Lavender. So sweet, so calming. Evelyn knew it was her mother's favorite flower, and the fields were teeming with them. Walking among the waves of soft purple, she gathered up several handfuls of the blooms, filling her basket with them. She smiled as she thought of the happy light that would come to her mother's face when she saw them. They would certainly bring her great comfort while she was ailing. It was still a wonder to think there would soon be another Gisborne child born into the world. No one had expected it, least of all Guy and Cassia, who had thought their child-rearing days long gone.

The past nine months had gone by in a rush of excitement. Thea and Lucien had been married in October and it was hardly a month gone before they discovered they were to have a child. Lucien had taken his bride home to his family estate, which was just to the north of the Gisborne property. But Thea, being fretful about her first pregnancy, sought her mother's company quite often and spent many days back home. Now that Cassia was with child as well, they spent many a day bonding over their shared conditions.

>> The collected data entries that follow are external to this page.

PR #169, opened 2017-02-07
Implement InstitutionConfiguration migration

arothuis:
[135610963](https://www.pivotaltracker.com/story/show/135610963)

The InstitutionConfigurations are migrated in order to update existing InstitutionConfigurationIds to be handled case-insensitively.

### DIFF
--- a/app/config/config_dev_event_replay.yml
+++ b/app/config/config_dev_event_replay.yml
@@ -3,6 +3,3 @@ imports:
 
 swiftmailer:
     disable_delivery: true
-
-surfnet_stepup_middleware_command_handling:
-    warn_on_missing_email_template: false
--- a/src/Surfnet/StepupMiddleware/MiddlewareBundle/Console/Command/MigrateInstitutionConfigurationsCommand.php
+++ b/src/Surfnet/StepupMiddleware/MiddlewareBundle/Console/Command/MigrateInstitutionConfigurationsCommand.php
@@ -68,7 +68,7 @@ final class MigrateInstitutionConfigurationsCommand extends Command
         $connectionHelper = $container->get('surfnet_stepup_middleware_middleware.dbal_connection_helper');
         $provider         = $container->get('surfnet_stepup_middleware_middleware.institution_configuration_provider');
         $pipeline         = $container->get('pipeline');
-        $eventBus         = $container->get('surfnet_stepup_middleware_command_handling.event_bus.buffered');
+        $entityManager    = $container->get('doctrine.orm.middleware_entity_manager');
 
         // The InstitutionConfiguration commands require ROLE_MANAGEMENT
         // Note that the new events will not have any actor metadata associated with them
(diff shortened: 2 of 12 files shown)


src/Surfnet/StepupMiddleware/MiddlewareBundle/Console/Command/MigrateInstitutionConfigurationsCommand.php
```diff
@@ -35,5 +40,74 @@ protected function configure()
...
+
+        $tokenStorage     = $container->get('security.token_storage');
+        $connectionHelper = $container->get('surfnet_stepup_middleware_middleware.dbal_connection_helper');
+        $provider         = $container->get('surfnet_stepup_middleware_middleware.institution_configuration_provider');
+        $pipeline         = $container->get('pipeline');
+        $eventBus         = $container->get('surfnet_stepup_middleware_command_handling.event_bus.buffered');
+
+        // The InstitutionConfiguration commands require ROLE_MANAGEMENT
+        // Note that the new events will not have any actor metadata associated with them
+        $tokenStorage->setToken(new AnonymousToken('console', 'console', ['ROLE_MANAGEMENT']));
```
arothuis: This is necessary because otherwise the AuthenticationStage in the StagedPipeline would fail:
```
  [Symfony\Component\Security\Core\Exception\AuthenticationCredentialsNotFoundException]                                             
  The token storage contains no authentication token. One possible reason may be that there is no firewall configured for this URL. 
```

This happens because the InstitutionConfiguration commands, when checked for authorization, require a token to be present and require this token to have `ROLE_MANAGEMENT` as they are intended to be triggered from the Management API. Setting an (anonymous) token with that role mitigates that issue.

DRvanR: Makes sense, would change console to something more CLI focused though (as discussed irl)

DRvanR:
As discussed: where now the `$eventBus->flush()` is placed, the entityManager should be flushed and emptied for performance issues as well as to prevent the Doctrine UnitOfWork from messing up the sequence of actions.

arothuis:
🔔

DRvanR:
Seems legit, :+1:

app/config/config_dev_event_replay.yml
```diff
@@ -3,6 +3,3 @@ imports:
 
 swiftmailer:
     disable_delivery: true
-
-surfnet_stepup_middleware_command_handling:
-    warn_on_missing_email_template: false
```
DRvanR: shouldn't this also mean that some configuration should be removed from a bundle?

src/Surfnet/StepupMiddleware/MiddlewareBundle/Console/Command/MigrateInstitutionConfigurationsCommand.php
```diff
@@ -35,5 +40,80 @@ protected function configure()
...
+        $entityManager    = $container->get('doctrine.orm.middleware_entity_manager');
+
+        // The InstitutionConfiguration commands require ROLE_MANAGEMENT, AddRaLocation requires ROLE_RA
+        // Note that the new events will not have any actor metadata associated with them
+        $tokenStorage->setToken(
+            new AnonymousToken('cli.institution_configuration_migration', 'cli', ['ROLE_MANAGEMENT', 'ROLE_RA'])
+        );
+
+        $connectionHelper->beginTransaction();
+
```
DRvanR: Perhaps add a message indicating that the command is running?

app/config/config_dev_event_replay.yml
arothuis: These settings have already been removed in the past (2a7e965219188b29d14cabfea0fcabaca3d333af), but apparently they were not removed from the event_replay specific configuration files.

arothuis:
I've added a message to indicate (which part of) the command is running.

PR #170, opened 2017-02-07
Document that institutions are dealt with case-insensitively in configuration

arothuis:
[135610963](https://www.pivotaltracker.com/story/show/135610963)

The phrasing probably needs some work. Suggestions welcome.

### DIFF
--- a/README.md
+++ b/README.md
@@ -388,20 +388,12 @@ conform [RFC 1035](https://www.ietf.org/rfc/rfc1035.txt).
 
 Institutions, used as a natural identifier within several projections, 
 are therefore identified case-insensitively.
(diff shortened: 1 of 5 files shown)


DRvanR:
Should be expanded with:
- the rationale (schacHomeOrganization is case insensitive as according to spec-insert link-)
- why this matters for us (SHO==institution, lots of projections use institution as natural key)
- what the implications are (had to migrate configurations, dev must be aware, database uses utf8_collate_ci so did not notice earlier)
- whatever else may come to mind.

Oh, and add it to a new section "Caveats" or "warnings" or... something that makes it stand out enough that you can point people to it.

arothuis:
🔔

PR #171, opened 2017-02-07
Introduce Allowed Second Factor List

arothuis:
[119815553](https://www.pivotaltracker.com/story/show/119815553)

PR #172, opened 2017-02-09
Update reconfigure command in Management API

arothuis:

Branched from #171


arothuis:
As future developers might forget updating these values, I'd opt for merely referring to the file in the Stepup-bundle. Good suggestion!

PR #174, opened 2017-02-09
Introduce AllowedSecondFactorListUpdatedEvent

arothuis:
[119815553](https://www.pivotaltracker.com/story/show/119815553)

PR #175, opened 2017-02-10
Update institution configuration aggregate, command handling, API

arothuis:

Branched from #174

Update: rebased on develop.

### DIFF
--- a/src/Surfnet/Stepup/Configuration/InstitutionConfiguration.php
+++ b/src/Surfnet/Stepup/Configuration/InstitutionConfiguration.php
@@ -91,23 +91,19 @@ class InstitutionConfiguration extends EventSourcedAggregateRoot implements Inst
      */
     public static function create(InstitutionConfigurationId $institutionConfigurationId, Institution $institution)
     {
-        $useRaLocationsOption            = UseRaLocationsOption::getDefault();
-        $showRaaContactInformationOption = ShowRaaContactInformationOption::getDefault();
-        $allowedSecondFactorList         = AllowedSecondFactorList::blank();
-
         $institutionConfiguration = new self;
         $institutionConfiguration->apply(
             new NewInstitutionConfigurationCreatedEvent(
                 $institutionConfigurationId,
                 $institution,
-                $useRaLocationsOption,
-                $showRaaContactInformationOption
+                UseRaLocationsOption::getDefault(),
+                ShowRaaContactInformationOption::getDefault()
             )
         );
         $institutionConfiguration->apply(new AllowedSecondFactorListUpdatedEvent(
             $institutionConfigurationId,
             $institution,
-            $allowedSecondFactorList
+            AllowedSecondFactorList::blank()
         ));
 
         return $institutionConfiguration;
@@ -123,22 +119,18 @@ class InstitutionConfiguration extends EventSourcedAggregateRoot implements Inst
             throw new DomainException('Cannot rebuild InstitutionConfiguration as it has not been destroyed');
         }
 
-        $useRaLocationsOption            = UseRaLocationsOption::getDefault();
-        $showRaaContactInformationOption = ShowRaaContactInformationOption::getDefault();
-        $allowedSecondFactorList         = AllowedSecondFactorList::blank();
-
         $this->apply(
             new NewInstitutionConfigurationCreatedEvent(
                 $this->institutionConfigurationId,
                 $this->institution,
-                $useRaLocationsOption,
-                $showRaaContactInformationOption
+                UseRaLocationsOption::getDefault(),
+                ShowRaaContactInformationOption::getDefault()
             )
         );
         $this->apply(new AllowedSecondFactorListUpdatedEvent(
             $this->institutionConfigurationId,
             $this->institution,
-            $allowedSecondFactorList
+            AllowedSecondFactorList::blank()
         ));
 
         return $this;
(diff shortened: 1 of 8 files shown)


src/Surfnet/Stepup/Tests/Configuration/Value/AllowedSecondFactorListTest.php
```diff
@@ -144,6 +144,76 @@ public function a_second_factor_not_on_the_allowed_second_factor_list_is_not_all
...
+            $isSameAllowedSecondFactorList,
+            'An allowed second factor list should equal a second factor list with the same values but it does not'
+        );
+    }
+
+    /**
+     * @test
+     * @group domain
+     */
+    public function an_allowed_second_factor_list_does_not_equal_an_allowed_second_factor_list_with_different_values()
```
DRvanR: This, the previous and the next test are a bit... incomplete. They're not covering all cases that might be important. E.g.: if I change the first test (of amount of elements) in the `equals` method to 
```
if (count($other->allowedSecondFactors) < count($this->allowedSecondFactors)) { bork() }
```
all tests still pass. However, the objects won't agree on whether or not they're equal (`$a->equals($b) !== $b->equals($a)`).

They're structurally ok, but not thorough enough. As an example on how we did this in other projects, check https://github.com/OpenConext/SamlValueObject/blob/develop/tests/OpenConext/Value/Saml/EntitySetTest.php

src/Surfnet/StepupMiddleware/CommandHandlingBundle/Configuration/CommandHandler/InstitutionConfigurationCommandHandler.php
```diff
@@ -85,6 +87,14 @@ public function handleReconfigureInstitutionConfigurationOptionsCommand(
             new ShowRaaContactInformationOption($command->showRaaContactInformationOption)
         );
 
+        $allowedSecondFactors = array_map(function ($allowedSecondFactor) {
```
DRvanR: Nit: I'd pull up the decoding of a list to the top of the method (before loading the aggregate) to get a bit more structure in the code, now we're mixing a mapping of values with the invocation of methods. Why not for the single-value object (the options above)? Because they're more readable (can be inlined in the method call) than a 3 line mapping between two method calls :wink:

src/Surfnet/StepupMiddleware/CommandHandlingBundle/Tests/Configuration/CommandHandler/InstitutionConfigurationCommandHandlerTest.php
```diff
@@ -220,6 +251,98 @@ public function show_raa_contact_information_option_is_changed_if_its_given_valu
...
+        $useRaLocationsOption            = UseRaLocationsOption::getDefault();
+        $showRaaContactInformationOption = ShowRaaContactInformationOption::getDefault();
+        $originalAllowedSecondFactorList = AllowedSecondFactorList::blank();
+
+        $secondFactorsToAllow = ['sms', 'yubikey'];
+
+        $allowedSecondFactors = array_map(function ($secondFactorType) {
+            return new SecondFactorType($secondFactorType);
+        }, $secondFactorsToAllow);
+        $allowedSecondFactorList = AllowedSecondFactorList::ofTypes($allowedSecondFactors);
```
DRvanR: Suggestion: remove the mapping in favor of simple instantiation:
```
$originalAllowedSecondFactorList = AllowedSecondFactorList::blank();
$updatedAllowedSecondFactorList  = AllowedSecondFactorList::ofTypes([new SecondFactorType('sms'), new SecondFactorType('yubikey')]);
```

Visually identifies the difference, less code that requires thinking about what it does and thus detracts from what we're actually doing here (testing that it all works).

src/Surfnet/StepupMiddleware/CommandHandlingBundle/Tests/Configuration/CommandHandler/InstitutionConfigurationCommandHandlerTest.php
```diff
@@ -220,6 +251,98 @@ public function show_raa_contact_information_option_is_changed_if_its_given_valu
...
+    }
+
+    /**
+     * @test
+     * @group command-handler
+     */
+    public function allowed_second_factor_list_is_not_changed_if_its_values_are_the_same_as_the_current_list()
+    {
+        $secondFactorsToAllow = ['sms', 'yubikey'];
+        $allowedSecondFactors = array_map(function ($secondFactorType) {
```
DRvanR: same here as above.

src/Surfnet/Stepup/Configuration/InstitutionConfiguration.php
```diff
@@ -110,14 +123,23 @@ public function rebuild()
             throw new DomainException('Cannot rebuild InstitutionConfiguration as it has not been destroyed');
         }
 
+        $useRaLocationsOption            = UseRaLocationsOption::getDefault();
+        $showRaaContactInformationOption = ShowRaaContactInformationOption::getDefault();
+        $allowedSecondFactorList         = AllowedSecondFactorList::blank();
```
arothuis: I mirrored it from the `::create` method for consistency. I think I can inline them in both.

src/Surfnet/StepupMiddleware/CommandHandlingBundle/Tests/Configuration/CommandHandler/InstitutionConfigurationCommandHandlerTest.php
arothuis: I did it this way, because the `$secondFactorsToAllow` variable is still used in the `$command->allowedSecondFactors` and I like them to point to the same value internally as this reduces bugs in testing code.
I will change the `array_map` to a mapping by hand by using array access. This keeps the advantage of both.

arothuis:
Rebased on develop. Added requested changes.

PR #176, opened 2017-02-10
Allowed second factor projections

arothuis:
[119815553](https://www.pivotaltracker.com/story/show/119815553)

Branched from #175, #174

PR #177, opened 2017-02-10
Management GET API

arothuis:

Branched from: #176, #175, #174


app/DoctrineMigrations/Version20170210140051.php
```diff
@@ -0,0 +1,39 @@
...
+ */
+class Version20170210140051 extends AbstractMigration
+{
+    /**
+     * @param Schema $schema
+     */
+    public function up(Schema $schema)
+    {
+        // this up() migration is auto-generated, please modify it to your needs
+        $this->abortIf(
```
DRvanR: don't think we break up this line in any other migration 😄

src/Surfnet/Stepup/Configuration/Value/AllowedSecondFactorMap.php
```diff
@@ -0,0 +1,70 @@
...
+ * WITHOUT WARRANTIES OR CONDITIONS OF ANY KIND, either express or implied.
+ * See the License for the specific language governing permissions and
+ * limitations under the License.
+ */
+
+namespace Surfnet\Stepup\Configuration\Value;
+
+use Surfnet\StepupBundle\Value\SecondFactorType;
+
+final class AllowedSecondFactorMap
```
DRvanR: I'm not sold on this concept. More importantly though: no matter the usage or implementation,, it is most certainly not part of the domain, it must be moved out of the domain.

src/Surfnet/StepupMiddleware/ApiBundle/Configuration/Service/AllowedSecondFactorListService.php
```diff
@@ -0,0 +1,66 @@
...
+    /**
+     * @return AllowedSecondFactorMap
+     */
+    public function getAllowedSecondFactorMap()
+    {
+        $allInstitutions = array_map(function (ConfiguredInstitution $configuredInstitution) {
+            return $configuredInstitution->institution;
+        }, $this->configuredInstitutionRepository->findAll());
+
+        $allowedSecondFactorMap = AllowedSecondFactorMap::mappedTo($allInstitutions);
```
DRvanR: If the map is used, it must be implemented differently. Here a map is created that isn't actually a map, it is a list. It doesn't map anything. Furthermore, we now map lazily: the mapped value remains empty for institutions that allow all SecondFactorTypes. The empty value is converted to a `::ofTypes([])` rather than using `::blank()` and that is only done on demand when reading, not upon creation.

If you want to use it, the factory method should be something like:
```
AllowedSecondFactorMap::from($this->allowedSecondFactorRepository->findAll());
```

Alternative map (including probably a bunch of typo's as I typed it out here :wink: ):

```
class AllowedSecondFactorMap
{
    private $mappedAllowedSecondFactors;

    /**
     * @param AllowedSecondFactor[] $allowedSecondFactors
     */
    public static function from($allowedSecondFactors)
    {
        $allowedSecondFactorMap = new self();
        foreach ($allowedSecondFactors as $allowedSecondFactor) {
            $allowedSecondFactorMap->add($allowedSecondFactor);
        }

        return $allowedSecondFactorMap;
    }

    public function getAllowedSecondFactorListFor(Institution $institution)
    {
        $institution = strtolower($allowedSecondFactor->institution->getInstution());
        if (!array_key_exists($institution, $this->mappedAllowedSecondFactors)) {
            return AllowedSecondFactorList::blank();
        }

        return AllowedSecondFactorList::ofTypes($this->mappedAllowedSecondFactors[$institution]);
    }

    private function __construct()
    {
    }

    private function add(AllowedSecondFactor $allowedSecondFactor)
    {
        $institution = strtolower($allowedSecondFactor->institution->getInstution());

        $this->mappedAllowedSecondFactors[$institution][] = $allowedSecondFactor->secondFactor;
    }
}
```

Simpler, always correct (!), and uses the methods of other VO's as intended (blank 😉 )

Thoughts?

src/Surfnet/StepupMiddleware/ManagementBundle/Controller/InstitutionConfigurationController.php
```diff
@@ -145,6 +151,14 @@ private function getInstitutionConfigurationOptionsService()
     }
 
     /**
+     * @return AllowedSecondFactorListService
+     */
+    private function getAllowedSecondFactorListService()
+    {
+        return $this->get('surfnet_stepup_middleware_api.service.allowed_second_factor_list');
```
DRvanR: ugh, gimme controllers as services already 😭

src/Surfnet/Stepup/Configuration/Value/AllowedSecondFactorMap.php
arothuis: This object was introduced to simplify the logic in the AllowedSecondFactorListService and to make it possible to return an AllowedSecondFactorList per institution. I'm not sure about alternative approaches, but I agree this solution should not be part of the domain.

src/Surfnet/StepupMiddleware/ApiBundle/Configuration/Service/AllowedSecondFactorListService.php
arothuis: I like this approach as it more tightly fits to the AllowedSecondFactorList and clearly conveys a blank list to be blank :1st_place_medal:

Not sure why I didn't build it that way, must have been a friday afternoon ;)

src/Surfnet/StepupMiddleware/ManagementBundle/Controller/InstitutionConfigurationController.php
arothuis: In [due time](https://www.pivotaltracker.com/story/show/139669445).

arothuis:
Pushed changes, thanks for the suggestions.
Will rebase to develop after #176 is merged.

arothuis:
Rebased on develop.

Just as Cassia had predicted, a peace had been made between Guy and Sir Lucien. They were not quite the best of friends, but Guy had eased his attitude considerably, even allowing Lucien to command the troops in their drills. And though Evelyn could not be certain of it, she secretly wondered if her father had accepted Lucien as a full-fledged member of the family. He certainly could not ask for a better man to call his son-in-law. Lucien doted on Thea just as Guy did with Cassia, and they both were in a constant state of worry about their wives' delicate conditions. It made Evelyn smile to think of their loving devotion, and it was her hope that one day, she could look forward to such husbandly attention.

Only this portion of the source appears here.